The Catch: Most promotions for foreign lotteries are phony. The scammers will ask you to pay "taxes," "customs duties," or fees – and then keep any money you send." Scammers sometime ask you to send funds via wire transfer. Don't send cash or use a money-wiring service because you'll have no recourse if something goes wrong. In addition, lottery hustlers use victims' bank account numbers to make unauthorized withdrawals or their credit card numbers to run up additional charges. And one last important note: participating in a foreign lottery violates U.S. law.

Your Safety Net: Skip these offers. Don't send money now on the promise of a pay-off later.

Forward solicitations for foreign lottery promotions to spam@uce.gov.
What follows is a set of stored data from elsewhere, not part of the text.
PR #3191, opened 2022-08-15
Created fight-cave-helper

runkev:
This is a panel plugin that predicts and displays Fight Cave wave spawns after a few button inputs from the user.


Nightfirecat:
FYI you can move the readme files (and any other files not actually loaded via Java code) out of your resources dir as they don't need to be packaged to be visible on the readme.

runkev:
> FYI you can move the readme files (and any other files not actually loaded via Java code) out of your resources dir as they don't need to be packaged to be visible on the readme.

So would moving them out of the src directory work or are you saying to move them outside of the repo entirely?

While some consumers find unsolicited commercial email – also known as "spam" – informative, others find it annoying and time consuming. Still others find it expensive: They're among the people who have lost money to spam that contained bogus offers and fraudulent promotions.

Many Internet Service Providers and computer operating systems offer filtering software to limit the spam in their users' e-mail inboxes. In addition, some old-fashioned 'filter tips' can help you save time and money by avoiding frauds pitched in email. OnGuard Online suggests computer users screen spam for scams, send unwanted spam on to the appropriate enforcement authorities, and then hit delete.

This slideshow features 10 common spam scams end users need to know about.


Fighting Back

Con artists are clever and cunning, constantly hatching new variations on age-old scams. Still, skeptical consumers can spot questionable or unsavory promotions in email offers. Should you receive an email that you think may be fraudulent, forward it to the FTC at spam@uce.gov, hit delete, and smile. You'll be doing your part to help put a scam artist out of work.

How to Report Spam

If you receive an email that you think may be a scam:

  • Forward it to the FTC at spam@uce.gov
  • Forward it to the abuse desk of the sender's ISP.
  • Also, if the email appears to be impersonating a bank or other company or organization, forward the message to the actual organization.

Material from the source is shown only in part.